O que passa pela cabeça dos
membros da Academia Sueca é
um dos mistérios da vida cultural,
mas é difícil ignorar que fatores de
ordem política pesam tanto ou
mais do que a avaliação estética
objetiva e desinteressada.
Não há como não concluir, portanto, que o Nobel de 2001, dado a
V.S. Naipaul, estilista impecável e
grande romancista que vem desempenhando o papel de mais
cáustico analista da realidade pós-colonial e que foi, além disso, o
pioneiro da crítica sem concessões ao islamismo militante, está
diretamente vinculado à apocalíptica batalha cultural, política e
agora militar entre o Ocidente e o
Islã que os atentados nos EUA colocaram no centro das preocupações contemporâneas.
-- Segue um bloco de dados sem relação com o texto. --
PR #493, opened 2024-08-09
Update Bazel example to point to 1.4.0

smolkaj:


chrispsommers (approved):
@smolkaj @antoninbas What steps will eventually result in making the 1.4.0 tarball available? I noticed the 1.3.0 is accessible, but the 1.4.0 one isn't.

smolkaj:
We need to actually start cutting a release, see screenshot.

image

chrispsommers:
Got it, thanks!

PR #499, opened 2024-09-13
Version 1.4.0 rc updates to bazel and protobuf comments

chrispsommers:
Merge accumulated 1.4.0 updates by consensus in WG mtg:
- Add missing comments "Added in 1.4.0" and "Deprecated in 1.4.0" to protobufs
- Update script bazel comments to reflect version 1.4.0
- Regenerate protobuf client code

### DIFF
--- a/bazel/example/WORKSPACE.bazel
+++ b/bazel/example/WORKSPACE.bazel
@@ -11,8 +11,8 @@ local_repository(
 
 # http_archive(
 #     name = "com_github_p4lang_p4runtime",
-#     urls = ["https://github.com/p4lang/p4runtime/archive/v1.3.0.tar.gz"],
-#     strip_prefix = "p4runtime-1.3.0/proto",
+#     urls = ["https://github.com/p4lang/p4runtime/archive/v1.4.0.tar.gz"],
+#     strip_prefix = "p4runtime-1.4.0/proto",
 #     # sha256 = "<insert hash value here>",
 # )
 
@@ -21,7 +21,7 @@ local_repository(
 #   remote = "https://github.com/p4lang/p4runtime.git",
 #   # strip_prefix = "proto",  # https://github.com/bazelbuild/bazel/issues/10062
 #   patch_cmds = ["mv proto/* ."],  # Workaround since strip_prefix is broken.
-#   tag = "v1.3.0",
+#   tag = "v1.4.0",
 # )
 
 load("@com_github_p4lang_p4runtime//:p4runtime_deps.bzl", "p4runtime_deps")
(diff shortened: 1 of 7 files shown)


jafingerhut (approved):

smolkaj (approved):

smolkaj:
FYI, started a "prerelease" for 1.4.0 so the URLs in the Bazel rules work: https://github.com/p4lang/p4runtime/releases/tag/v1.4.0

antoninbas:
> FYI, started a "prerelease" for 1.4.0 so the URLs in the Bazel rules work: https://github.com/p4lang/p4runtime/releases/tag/v1.4.0

@smolkaj Once you create a tag (in this case v1.4.0) in the Git upstream, you are never supposed to mutate that tag (i.e., mutate the commit referenced by that tag, which is currently f50fef914398498fa97434b4b0183a6b5f74fc3f). That's pretty much a golden rule, and it can break things if you do (e.g., Go modules - it's very much a pain to repair properly and can only be done by releasing a new greater version). Did you mean to create that tag already? Marking the Github release as a "pre-release" doesn't make a difference here, because the tag is still created the same way.

If f50fef914398498fa97434b4b0183a6b5f74fc3f was the intended commit for the v1.4.0 tag all along, please ignore, but it doesn't seem to be the case, given the existence of this PR. The only way to fix it without breaking anything would be to leave the v1.4.0 tag alone now, and release v1.4.1 with all the necessary extra changes.

smolkaj:
Thanks for catching that. IIUC, you are saying that tags should always be immutable?

Would simply deleting the tag again address your concerns? Presumably no one has started using it quite yet :)

antoninbas:
> Thanks for catching that. IIUC, you are saying that tags should always be immutable?
> 
> Would simply deleting the tag again address your concerns? Presumably no one has started using it quite yet :)

No deleting the tag doesn't work.
The tag would already have been cache by https://proxy.golang.org/ (presumably right after you created it). See how it is already in the Go documentation: https://pkg.go.dev/github.com/p4lang/p4runtime?tab=versions
Mutating the tag, deleting the tag, deleting the tag in order to recreate it later (which is essentially the same as mutating it) can all create issues for downstream modules (again in the case of Golang) because of conflicts with https://sum.golang.org/
Even outside of Golang specifically, mutating a tag can create issues for software that depends on the project. Some processes which observe a tag that has changed, or release assets that have changed, can fail as it gets reported as a supply chain attack.
The only solution is to move on to v1.4.1 without changing v1.4.0.

smolkaj:
Thanks for elaborating, Antonin, I was not aware of that. 
SG regarding moving to v1.4.1.

PR #365, opened 2026-04-27
DNM testing CI

vyzigold:
Depends-On: https://github.com/openstack-k8s-operators/telemetry-operator/pull/877


vyzigold:
Issue was the dependend PR was disabling Swift, which is being used by glance as a storage backend. So image creation would fail. We have a different fix, so I'm closing this.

Romances como "Os Mímicos"
ou o mais ambicioso de todos,
"Uma Casa para o Senhor Biswas", obras nas quais, entre outras coisas, ele ataca frontalmente
a idéia de que todos os males e
achaques das nações do Terceiro
Mundo derivam exclusivamente
das intenções demoníacas dos colonizadores europeus, haviam
rendido a Naipaul a antipatia profunda de toda a esquerda acadêmica e jornalística que insiste em
ver nos países "em desenvolvimento" vítimas dotadas exclusivamente de virtudes.
Sua principal opção estética, a
de escrever uma ficção realista
nos moldes do século 19, conspicuamente avessa à parafernália
modernista, contribuiu para que
ele fosse caracterizado como um
autor conservador em termos de
forma e de conteúdo.
Tão ou talvez no momento mais
importante do que sua prosa criativa tem sido seu trabalho jornalístico, produto de seu interesse
por sua região de origem no Caribe, da exploração das raízes de
sua família no subcontinente indiano e de suas viagens pela América Latina, África e Ásia.
Quer se concorde ou discorde
de suas opiniões, é difícil pôr em
dúvida que Naipaul, seja investigando o peronismo na Argentina,
seja explicando as incontáveis e
intermináveis guerras civis africanas, é um mestre da grande reportagem histórico-política, um gênero que em suas mãos conquista
o estatuto de alta literatura.
Seus dois livros mais relevantes
atualmente são "Entre Fiéis" e sua
continuação, "Além da Fé". O primeiro resultou da viagem que a
vitória da revolução islâmica que
levou o aiatolá Ruholah Khomeini ao poder instigou o autor a fazer ao Irã e, em seguida, ao Paquistão, Indonésia e Malásia.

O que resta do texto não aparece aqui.